Stored data
# # # # # # #
PR #7774, opened 2016-02-24
[DNM] rbd-mirror: ImageReplayer async start/stop

trociny:

PR #7944, opened 2016-03-05
rbd-mirror: ImageReplayer async start/stop

trociny:
This is reopened #7774, which was accidentally closed.

### DIFF
--- a/qa/workunits/rbd/rbd_mirror.sh
+++ b/qa/workunits/rbd/rbd_mirror.sh
@@ -1,0 +1,300 @@
+#!/bin/sh
+
+LOC_CLUSTER=local
+RMT_CLUSTER=remote
+POOL=mirror
+RBD_MIRROR_PID_FILE=
+RBD_MIRROR_ASOK=
+SRC_DIR=$(readlink -f $(dirname $0)/../../../src)
+TEMPDIR=
+
+#
+# Functions
+#
+
+setup()
+{
+    local c
+    trap cleanup INT TERM EXIT
+
+    TEMPDIR=`mktemp -d`
+
+    cd ${SRC_DIR}
+    ./mstart.sh ${LOC_CLUSTER} -n
+    ./mstart.sh ${RMT_CLUSTER} -n
+
+    ln -s $(readlink -f run/${LOC_CLUSTER}/ceph.conf) \
+       ${TEMPDIR}/${LOC_CLUSTER}.conf
+    ln -s $(readlink -f run/${RMT_CLUSTER}/ceph.conf) \
+       ${TEMPDIR}/${RMT_CLUSTER}.conf
+
+    cd ${TEMPDIR}
+
+    start_mirror
+
+    ceph --cluster ${LOC_CLUSTER} osd pool create ${POOL} 64 64
+    ceph --cluster ${RMT_CLUSTER} osd pool create ${POOL} 64 64
+
+    rbd --cluster ${LOC_CLUSTER} mirror pool enable ${POOL} pool
+    rbd --cluster ${RMT_CLUSTER} mirror pool enable ${POOL} pool
+
+    rbd --cluster ${LOC_CLUSTER} mirror pool peer add ${POOL} ${RMT_CLUSTER}
+    rbd --cluster ${RMT_CLUSTER} mirror pool peer add ${POOL} ${LOC_CLUSTER}
+}
+
+cleanup()
+{
+    test  -n "${RBD_MIRROR_NOCLEANUP}" && return
+
+    set +e
+
+    stop_mirror
+
+    cd ${SRC_DIR}
+
+    ./mstop.sh ${LOC_CLUSTER}
+    ./mstop.sh ${RMT_CLUSTER}
+
+    rm -Rf ${TEMPDIR}
+}
+
+start_mirror()
+{
+    RBD_MIRROR_PID_FILE=${TEMPDIR}/rbd-mirror.pid
+    RBD_MIRROR_ASOK=${TEMPDIR}/rbd-mirror.asok
+
+    rbd-mirror \
+	--cluster ${LOC_CLUSTER} \
+	--pid-file=${RBD_MIRROR_PID_FILE} \
+	--log-file=${TEMPDIR}/rbd-mirror.log \
+	--admin-socket=${RBD_MIRROR_ASOK} \
+	--debug-rbd=30 --debug-journaler=30 \
+	--debug-rbd_mirror=30 \
+	--daemonize=true
+}
+
+stop_mirror()
+{
+    if [ -z "${RBD_MIRROR_PID_FILE}" ]
+    then
+	return 0
+    fi
+
+    local pid
+    pid=$(cat ${RBD_MIRROR_PID_FILE} 2>/dev/null) || :
+    if [ -n "${pid}" ]
+    then
+	kill ${pid}
+	for s in 1 2 4 8 16 32; do
+	    sleep $s
+	    ps auxww | awk -v pid=${pid} '$2 == pid {print; exit 1}' && break
+	done
+	ps auxww | awk -v pid=${pid} '$2 == pid {print; exit 1}'
+    fi
+    rm -f ${RBD_MIRROR_ASOK}
+    rm -f ${RBD_MIRROR_PID_FILE}
+    RBD_MIRROR_PID_FILE=
+    RBD_MIRROR_ASOK=
+}
+
+flush()
+{
+    local image=$1
+    local image_id cmd
+
+    test -n "${RBD_MIRROR_ASOK}"
+
+    image_id=$(remote_image_id ${image})
+    test -n "${image_id}"
+
+    cmd=$(ceph --admin-daemon ${RBD_MIRROR_ASOK} help |
+		 sed -nEe 's/^.*"(rbd mirror flush.*'${image_id}'])":.*$/\1/p')
+    test -n "${cmd}"
+    ceph --admin-daemon ${TEMPDIR}/rbd-mirror.asok ${cmd}
+}
+
+wait_for_image_replay_started()
+{
+    local image=$1
+    local image_id s
+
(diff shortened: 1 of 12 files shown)


jdurgin:
looking good in general, the threadpool will conflict with @dillaman's #7906

trociny:
@dillaman @jdurgin I have a branch where this is rebased against  #7906:
https://github.com/trociny/ceph/commits/wip-rbd-mirror-image-replayer-async-on-wip-14869

If (when) #7906 is merged to master I will update this PR

trociny:
Rebased against the recent master.

After rebase I have been observing an issue with replaying snap remove (see e1072df). Also after rebase my rbd_mirror.sh test  fails when comparing remote and local image. This is I am going to investigate.

trociny:
@dillaman it crashes when snap_remove is replayed to local image.

dillaman:
@trociny Ah -- ok, I see the issue.

dillaman:
Hopefully addressed by PR #8028

trociny:
@dillaman #8028 looks like help with snap_remove crashes but now I have been observing another crush, reported under valgrind as:
```
==5317== Invalid read of size 8
==5317==    at 0x448B09: librbd::journal::Replay<librbd::ImageCtx>::handle_op_complete(unsigned long, int) (Replay.cc:651)
==5317==    by 0x394338: Context::complete(int) (Context.h:64)
==5317==    by 0x41E0D9: finish (Operations.cc:50)
==5317==    by 0x41E0D9: complete (Context.h:64)
==5317==    by 0x41E0D9: librbd::(anonymous namespace)::C_NotifyUpdate<librbd::ImageCtx>::complete(int) (Operations.cc:43)
==5317==    by 0x57F22E: ThreadPool::worker(ThreadPool::WorkThread*) (WorkQueue.cc:128)
==5317==    by 0x58014F: ThreadPool::WorkThread::entry() (WorkQueue.h:440)
==5317==    by 0xAAD60A3: start_thread (pthread_create.c:309)
==5317==    by 0xC7C104C: clone (clone.S:111)
==5317==  Address 0x2cac1610 is 0 bytes inside a block of size 256 free'd
==5317==    at 0xA8C3360: operator delete(void*) (vg_replace_malloc.c:507)
==5317==    by 0x40B569: librbd::Journal<librbd::ImageCtx>::stop_external_replay() (Journal.cc:732)
==5317==    by 0x3A3053: rbd::mirror::ImageReplayer::on_stop_journal_replay_shut_down_finish(int) (ImageReplayer.cc:689)
==5317==    by 0x395C1B: operator() (function_template.hpp:767)
==5317==    by 0x395C1B: FunctionContext::finish(int) (Context.h:460)
==5317==    by 0x394338: Context::complete(int) (Context.h:64)
==5317==    by 0x57F22E: ThreadPool::worker(ThreadPool::WorkThread*) (WorkQueue.cc:128)
==5317==    by 0x58014F: ThreadPool::WorkThread::entry() (WorkQueue.h:440)
==5317==    by 0xAAD60A3: start_thread (pthread_create.c:309)
==5317==    by 0xC7C104C: clone (clone.S:111)
```

So, I guess I need some flush before (in) `m_local_image_ctx->journal->stop_external_replay()`?

dillaman:
Yes -- you need to shut down ```librbd::journal::Replay``` not just delete it.  

https://github.com/trociny/ceph/blob/wip-rbd-mirror-image-replayer-async/src/librbd/Journal.cc#L935

trociny:
@dillaman Actually I do shut down:

https://github.com/trociny/ceph/blob/wip-rbd-mirror-image-replayer-async/src/tools/rbd_mirror/ImageReplayer.cc#L678

But this recalled me about another issue with the replay shutdown. When you added `bool cancel_ops` param to Replay::shut_down(), you updated ImageReplayer::stop() to call it with `cancel_ops=false`. When I did the same in async stop, I got:

```
`librbd/journal/Replay.cc: 181: FAILED assert(op_event.on_start_ready != nullptr)
 ceph version 10.0.4-2080-g7ccf678 (7ccf678303fad0d498bb23e48d1988c547f495e2)
 1: (ceph::__ceph_assert_fail(char const*, char const*, int, char const*)+0x82) [0x7f2bcc6e2452]
 2: (librbd::journal::Replay<librbd::ImageCtx>::shut_down(bool, Context*)+0x40f) [0x7f2bcc5b353f]
 3: (rbd::mirror::ImageReplayer::on_stop_journal_replay_shut_down_start()+0x123) [0x7f2bcc513cd3]
```
As it worked for me with `cancel_ops=true` and I thought it would be rather safe to cancel ops here (the journal commit position would not be updated and the ops would replay on the next run) I decided to change this to `true`. I wanted to discussed this with you later but forgot.

dillaman:
@trociny Missed that -- thanks.  I am having a hard time reconciling the backtrace since on master there is no code where the invalid read occurs:  https://github.com/ceph/ceph/blob/master/src/librbd/journal/Replay.cc#L651

dillaman:
OK, I think I'll need to build your branch because it seems like there is an op in-flight that is not being tracked somehow (or it raced with the destructor and the delete operation)

dillaman:
With regard to the shut_down cancel_ops, not sure how that failed the assert.  Again, I would need to repeat it and look at the logs.  OpEvent::on_op_finish_event and OpEvent::on_start_ready are supposed to be essentially mutually exclusive (so if you didn't have an ::on_op_finish_event, you should have an ::on_start_ready).

More generally, you should cancel the ops when you are shutting down due to an error and don't cancel the ops when normally shutting down.

trociny:
@dillaman In case you still have not figured out what Replay.cc:651 is, it is here:
```
#0  librbd::journal::Replay<librbd::ImageCtx>::handle_op_complete (this=0x7fff68010ed0, op_tid=1, r=0)
    at librbd/journal/Replay.cc:651
651       CephContext *cct = m_image_ctx.cct;
(gdb) l
646       return on_op_complete;
647     }
648
649     template <typename I>
650     void Replay<I>::handle_op_complete(uint64_t op_tid, int r) {
651       CephContext *cct = m_image_ctx.cct;
652       ldout(cct, 20) << this << " " << __func__ << ": op_tid=" << op_tid << ", "
653                      << "r=" << r << dendl;
654
655       OpEvent op_event;
(gdb) p m_image_ctx
$1 = (librbd::ImageCtx &) @0x7850000000001206: <error reading variable>
(gdb) p m_image_ctx.cct
Cannot access memory at address 0x7850000000001206
```

I differs from the master because of your patch from #8028 applied. I just have pushed my local branch to have it in sync with github.

dillaman:
@trociny I've been running a branch with #8028 and this PR merged with the following patch:

```
diff --git a/src/tools/rbd_mirror/ImageReplayer.cc b/src/tools/rbd_mirror/ImageReplayer.cc
index abe9d1a..332a8b9 100644
--- a/src/tools/rbd_mirror/ImageReplayer.cc
+++ b/src/tools/rbd_mirror/ImageReplayer.cc
@@ -576,7 +576,7 @@ void ImageReplayer::on_start_fail_finish(int r)
   }
 
   if (m_local_replay) {
-    shut_down_journal_replay(true);
+    shut_down_journal_replay(false);
     m_local_image_ctx->journal->stop_external_replay();
     m_local_replay = nullptr;
   }
@@ -1126,7 +1126,7 @@ cleanup:
   } else {
     dout(20) << "removing temporary snapshot " << m_snap_name << dendl;
     // XXXMG: disabled temporary, as it makes replay crash.
-    //r1 = remote_image_ctx->operations->snap_remove(m_snap_name.c_str());
+    r1 = remote_image_ctx->operations->snap_remove(m_snap_name.c_str());
     if (r1 < 0) {
       derr << "error removing snapshot " << m_snap_name << " of remote image "
           << m_remote_image_id << ": " << cpp_strerror(r1) << dendl;
```

Running ```unittest_rbd_mirror --gtest_repeat=1000 --gtest_break_on_failure --gtest_filter=TestImageReplayer.*``` doesn't crash for me.  Running under valgrind I see a couple memory leaks at the conclusion of the test, but no read/write after free.  I'll keep running it in the background overnight so see if I get a crash.

trociny:
@dillaman `unittest_rbd_mirror` works for me too, but when I try `ceph_test_rbd_mirror` I immediately get "FAILED assert(op_event.on_start_ready != nullptr)".

trociny:
@dillaman Looking in logs how the run for unittest_rbd_mirror differs from ceph_test_rbd_mirror, I see that in unittest_rbd_mirror, Replay::handle_op_complete() is always executed before shut_down(), so m_op_events is always empty. While in ceph_test_rbd_mirror case, handle_event() (where on_op_finish_event is cleared) is executed, but shut_down() happens before handle_op_complete().

So it looks like there is a window when on_op_finish_event is already cleared but the event is not removed yet from m_op_events. If shut_down() is run in this window, `if (op_event.on_op_finish_event != nullptr)` branch is skipped and "FAILED assert(op_event.on_start_ready != nullptr)" is triggered.

trociny:
@dillaman The issue is easily reproduced adding `sleep(1)` at the begin of  Replay<I>::handle_op_complete().

dillaman:
@trociny Awesome -- thanks for the reproducer.  I pushed a fix for that crash to #8028.  I am going to re-test with this PR on top to see if I can repeat the valgrind issue.

trociny:
@dillaman the valgring issue I observed only with ceph_test_rbd_mirror (not unittest_rbd_mirror) and `m_local_replay->shut_down(true, ctx)` (cancel_ops) in ImageReplayer. 

`sleep(1)` in handle_op_complete() does not help to reproduce this with unittest_rbd_mirror, but reveals "FAILED assert(op_it != m_op_events.end())" in handle_op_complete().

dillaman:
@trociny Yes, the issue was that an inflight snap remove was "canceled" by shut down, resulting in a call to "handle_op_complete".  However, since the snap remove was actually in-flight when it was canceled, it eventually calls back into "handle_op_complete", resulting in the issue.  The fix should be in my PR now.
# # # # # # #
#### [EXERCISE DIRECTIONS]
Copy each line of the preceding data that contains the string "TEMPDIR".

#### [PROBLEM SOLUTION]
+TEMPDIR=
+    TEMPDIR=`mktemp -d`
+       ${TEMPDIR}/${LOC_CLUSTER}.conf
+       ${TEMPDIR}/${RMT_CLUSTER}.conf
+    cd ${TEMPDIR}
+    rm -Rf ${TEMPDIR}
+    RBD_MIRROR_PID_FILE=${TEMPDIR}/rbd-mirror.pid
+    RBD_MIRROR_ASOK=${TEMPDIR}/rbd-mirror.asok
+	--log-file=${TEMPDIR}/rbd-mirror.log \
+    ceph --admin-daemon ${TEMPDIR}/rbd-mirror.asok ${cmd}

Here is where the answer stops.